Step 4. If the sum of the all scores changes significantly, cycle Step 2; otherwise the 
process ends. 

It is seen according to the description of the invention in conjunction with the 
particular embodiments that the summary method of the invention is also a statistics- 
based method, which performs the discourse analysis and the morphologic process, and 
that the new functions of the method are: 

• Allowing the user to customize "the user summary profile" in which the user can 
list the fields and topics he or she interested in, and also listed he or she is sensitive to 
which kind of word (such as person names, person titles, place names, numbers, amounts 
of money, dates, terms defined by the user own, etc.); 

• The generated summaries being capable of being driven by subjects or the user's 
query; 

• A completely new sentence ranking strategy, herein called "automatic 
correlation method": the first step, initializing the ranking score for the words and 
sentences; the second step, computing scores for every words according to the user 
summarization profile, topics or query terms provided by the user, and frequencies of the 
words; the third step, computing the ranking scores according to the words contained in 
the sentences and the document discourse in the document set; the fourth step, 
feedbacking the sentence scores to the words and repeating the second step and the third 
step, until the sentence scores have been stabilized. 
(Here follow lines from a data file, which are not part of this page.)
Issue #624, opened 2022-07-14
auth.verify_id_token fails with 'Token used too early'


fschaeck:
The function auth.verify_id_token may fail for tokens that were issued by servers which have clocks running a little early.

If verification is done right after the token was issued by such a server, then the call to function google.oauth2.id_token.verify_token in _JWTVerifier.verify in firebase_admin/_token_gen.py may be early enough for the 'issued-at-time' timestamp of the token still being in the future.

That will lead to the error 'Token used too early' from google.oauth2.id_token.verify_token, because the function _JWTVerifier.verify is not passing along the optional parameter clock_skew_in_seconds, which would make the google...verify_token function allow for slightly off clock settings.

The worst part about this is, that depending on the server's clock setting and the speed, googles verify_token function is called and the time it takes, to get the api request through to the verification server, the verification of such tokens sometimes may work and sometimes may not. Making this a very hard to understand - and account for - issue.

Adding the optional parameter clock_skew_in_seconds=60 to the call to google.oauth2.id_token.verify_token would allow for the servers clock to be off by up to a minute and still allow verification of the issued token immediately after it being issued. 

Otherwise, developers working with firebase_admin's function auth.verify_id_token would have to add a slight delay before calling the function to account for such clock skew.

siddie:
Any news? It's almost a year since the report and PR.

foolishsailor:
crazy that this hasnt been merged yet?????

omalave:
Try to set google ntp server as your datetime source.
https://developers.google.com/time/guides

GaryFrewin:
Is this ever going to be updated. It seems like an absolutely fundamental part of this package. 

Firebase issues a token and then we try to use it immediately to get some information that the user needs on the front end, and they have to deal with errors because of a clock issue? Seriously? This request is a year old and is a basic and completely required piece of functionality.  

What is going on?

ccppoo:
I added

```py
await asyncio.sleep(1)
```

GaryFrewin:
> I added
> 
> ```python
> await asyncio.sleep(1)
> ```

This doesn't always work. I've tried various sleep times and anything up to 20 seconds can still fail. 

I ended up building my own skew function to catch the error and parse out the times.

ccppoo:
> > I added
> > ```python
> > await asyncio.sleep(1)
> > ```
> 
> This doesn't always work. I've tried various sleep times and anything up to 20 seconds can still fail.
> 
[...]

PR #625, opened 2022-07-14
Added option clockSkewInSeconds to allow setting clock_skew_in_seconds parameter for token verification

fschaeck:
Adding the optional parameter clock_skew_in_seconds=60 to the call to google.oauth2.id_token.verify_token now allows for the token-issuing server's clock to be off by up to a minute without the token becoming invalid due to a 'issued-at-time' timestamp that is in the future.

### Discussion

Issue #624 

### Testing

No additional tests required.

### API Changes

n/a

### DIFF
--- a/firebase_admin/__init__.py
+++ b/firebase_admin/__init__.py
@@ -28,7 +28,7 @@ _clock = datetime.datetime.utcnow
 
 _DEFAULT_APP_NAME = '[DEFAULT]'
 _FIREBASE_CONFIG_ENV_VAR = 'FIREBASE_CONFIG'
-_CONFIG_VALID_KEYS = ['databaseAuthVariableOverride', 'databaseURL', 'httpTimeout', 'projectId',
+_CONFIG_VALID_KEYS = ['clockSkewInSeconds', 'databaseAuthVariableOverride', 'databaseURL', 'httpTimeout', 'projectId',
                       'storageBucket']
 
 def initialize_app(credential=None, options=None, name=_DEFAULT_APP_NAME):
@@ -48,9 +48,10 @@ def initialize_app(credential=None, options=None, name=_DEFAULT_APP_NAME):
       credential: A credential object used to initialize the SDK (optional). If none is provided,
           Google Application Default Credentials are used.
       options: A dictionary of configuration options (optional). Supported options include
-          ``databaseURL``, ``storageBucket``, ``projectId``, ``databaseAuthVariableOverride``,
-          ``serviceAccountId`` and ``httpTimeout``. If ``httpTimeout`` is not set, the SDK
-          uses a default timeout of 120 seconds.
+          ``clockSkewInSeconds``, ``databaseURL``, ``storageBucket``, ``projectId``,
+          ``databaseAuthVariableOverride``, ``serviceAccountId`` and ``httpTimeout``.
+          If ``httpTimeout`` is not set, the SDK uses a default timeout of 120 seconds.
+          If ``clockSkewInSeconds`` is not set, 0 is used when verifying a token.
       name: Name of the app (optional).
     Returns:
       App: A newly initialized instance of App.
--- a/firebase_admin/_token_gen.py
+++ b/firebase_admin/_token_gen.py
@@ -393,7 +393,8 @@ class _JWTVerifier:
                     token,
                     request=request,
                     audience=self.project_id,
-                    certs_url=self.cert_url)
+                    certs_url=self.cert_url,
+                    clock_skew_in_seconds=60)
             verified_claims['uid'] = verified_claims['sub']
             return verified_claims
         except google.auth.exceptions.TransportError as error:
--- a/firebase_admin/_token_gen.py
+++ b/firebase_admin/_token_gen.py
@@ -55,6 +55,7 @@ METADATA_SERVICE_URL = ('http://metadata.google.internal/computeMetadata/v1/inst
                         'service-accounts/default/email')
 ALGORITHM_RS256 = 'RS256'
 ALGORITHM_NONE = 'none'
+DEFAULT_CLOCK_SKEW_IN_SECONDS = 0
 
 # Emulator fake account
 AUTH_EMULATOR_EMAIL = 'firebase-auth-emulator@example.com'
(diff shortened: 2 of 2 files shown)


DanielJerrehian:
Hi, I wanted to follow up on this issue and ask when it will be merged?

fschaeck:
I changed the pull request a little. The parameter clock_skew_in_seconds for the Google token verification API call is no longer hard-coded with 60 seconds but can be set as an App option. If that option is not set, a default of 0 is used.

This makes all uses of firebase_admin work the same way as before. So the change won't introduce a change of behaviour for those existing applications. But users that need the clock skew setting can add an option to their App and overwrite the default of 0 that way.

I think that is the better way to introduce using the clock_skew_in_seconds parameter of the Google API.

timur737 (approved):
lets merge this changes
many users in stuck 
because of this bug

DanielJerrehian (approved):
A default clock skew is set to 0 seconds and the server's clock is allowed to be off by up to 60 seconds

DanielJerrehian (approved):

Nakachi-S:
Why is this PR not merge?
I am facing this problem too.

lahirumaramba:
Thank you @fschaeck for your contribution! The changes to App options requires an internal API review and this might take a while.

Hi, @prameshj, @renkelvin let me know your thoughts on this, I can initiate the internal changes. Thank you!

lahirumaramba (commented):
Thank you @fschaeck for your contribution! This looks good to me, but as an alternative, what do you think about adding `clock_skew_in_seconds =0` to `verify_id_token()` and `verify_session_cookie` as an optional parameter?
 https://github.com/firebase/firebase-admin-python/blob/b9e95e8248eb1473ca5a13bf64e8a33b79dc9db3/firebase_admin/auth.py#L194

Yudai-Saito:
Hello. 
I hope this PR will be merged because I had the same problem with the same bug.

By the way, we have a similar bug with this method.
```python
auth.verify_session_cookie(session, check_revoked=True)
```

I solved it this way.
```python
session_cookie_request = requests.Request()
CERTS_URL = "https://www.googleapis.com/identitytoolkit/v3/relyingparty/publicKeys"
id_token.verify_token(session_token=session, request=session_cookie_request, certs_url=CERTS_URL, clock_skew_in_seconds=10)
```

How about modifying this one this way as well?
https://github.com/firebase/firebase-admin-python/blob/b9e95e8248eb1473ca5a13bf64e8a33b79dc9db3/firebase_admin/_token_gen.py#L392-L396

proposed amendment
```python
 verified_claims = google.oauth2.id_token.verify_token(
     token,
     request=request,
     audience=self.project_id,
     certs_url=self.cert_url,
     clock_skew_in_seconds=self._clock_skew_in_seconds
)
```

Yudai-Saito (approved):
LGTM!

ryanlinnane:
@fschaeck are you able to merge this now? Subscribing.

smartexpert:
appreciate if this could be merged

lahirumaramba:
Thank you for your patience everyone. We just completed the internal API review and we think a better approach would be to add a new optional `clock_skew_seconds` parameter to `verify_id_token()` and `verify_session_cookie()` APIs.

**API:**
```
def verify_id_token(id_token, app=None, check_revoked=False, clock_skew_seconds=0):

def verify_session_cookie(session_cookie, check_revoked=False, app=None, clock_skew_seconds=0):
```

**Usage:**
```
import firebase_admin
from firebase_admin import auth

app = firebase_admin.initialize_app()

decoded_token = auth.verify_id_token(id_token, clock_skew_in_seconds=60)
decoded_claims = auth.verify_session_cookie(session_cookie, check_revoked=True, clock_skew_in_seconds=10)
```

@fschaeck would you be able to make the changes? Thank you!

barel-mishal:
Hi mean while this need to be changed what the work around? could not figure out yat how to skew my clock with node js

ryanlinnane:
> Hi mean while this need to be changed what the work around? could not figure out yet how to skew my clock with node js

Fork the fix and install the git repo with pip works for now.

fschaeck:
> @fschaeck would you be able to make the changes? Thank you!

@lahirumaramba 

You do realize, that this means to change the signatures of methods TokenVerifier.verfify_id_token, TokenVerifier.verify_session_cookie and _JWTVerifier.verify from firebase_admin/_token_gen.py by adding the optional parameter clock_skew_seconds there as well, right?

Since TokenVerifier and _JWTVerifier are classes (doubly) abstracting the token verification and I was not able to assess, if there are any other implementations that might be used here, I chose the way of the additional app property instead of changing the signature of those methods, because other such abstracting classes may not understand the additional parameter and then apps using this optional parameter all the sudden stop working.

If you okay THOSE change as well, I will change this pull request right the way!

beef-stek:
> ```python
> verify_token
> ```

Can you please go into more detail on your fix? What class is id_token? Thanks.

This bug has been annoying as it would happen randomly. Please merge this as soon as possible! THANKS GOOGLE.

fschaeck:
@lahirumaramba  Any news here?

lahirumaramba:
> 
> You do realize, that this means to change the signatures of methods TokenVerifier.verfify_id_token, TokenVerifier.verify_session_cookie and _JWTVerifier.verify from firebase_admin/_token_gen.py by adding the optional parameter clock_skew_seconds there as well, right?
> 
> Since TokenVerifier and _JWTVerifier are classes (doubly) abstracting the token verification and I was not able to assess, if there are any other implementations that might be used here, I chose the way of the additional app property instead of changing the signature of those methods, because other such abstracting classes may not understand the additional parameter and then apps using this optional parameter all the sudden stop working.
> 
> If you okay THOSE change as well, I will change this pull request right the way!

Hi @fschaeck thank you for being so thoughtful of this change. Since `_JWTVerifier` and `TokenVerifier` are internal classes and not exposed in the public API surface, we are safe to change the method signature by adding the optional parameter `clock_skew_seconds`. Please add unit tests (and integration tests) where possible. Thanks!

karkir0003:
@fschaeck when will this pr get reviewed/approved to be merged? this change would be so nice to have for firebase

theobouwman:
Any updates on this? Or how to avoid it?

jonathanedey:
Addressed in #714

This method fully utilizes the dicourse information of every document, the clue 
words in the document, the title words, the language processing results, and topics or 
query terms provided by the user, to make the generated summaries accord with the 
user's requirements more completely. 

The flow charts described here are only exemplary, and many modifications can be 
made to those chart examples or the steps (or operations) described therein without 
departing from the spirit of the invention. For example, those steps can be executed in 
different order, or increased, reduced or improved. Therefore, those changes are 
considered as a part of the invention which points out the claims. 



Although the preferred embodiments have been described here, it is apparent to those 
skilled in the art that various of modifications, complements, replacements and similar 
changes can be made without departing from the spirit of the invention, therefor those 
alternations are considered to be in the inventive scope defined by the appended claims.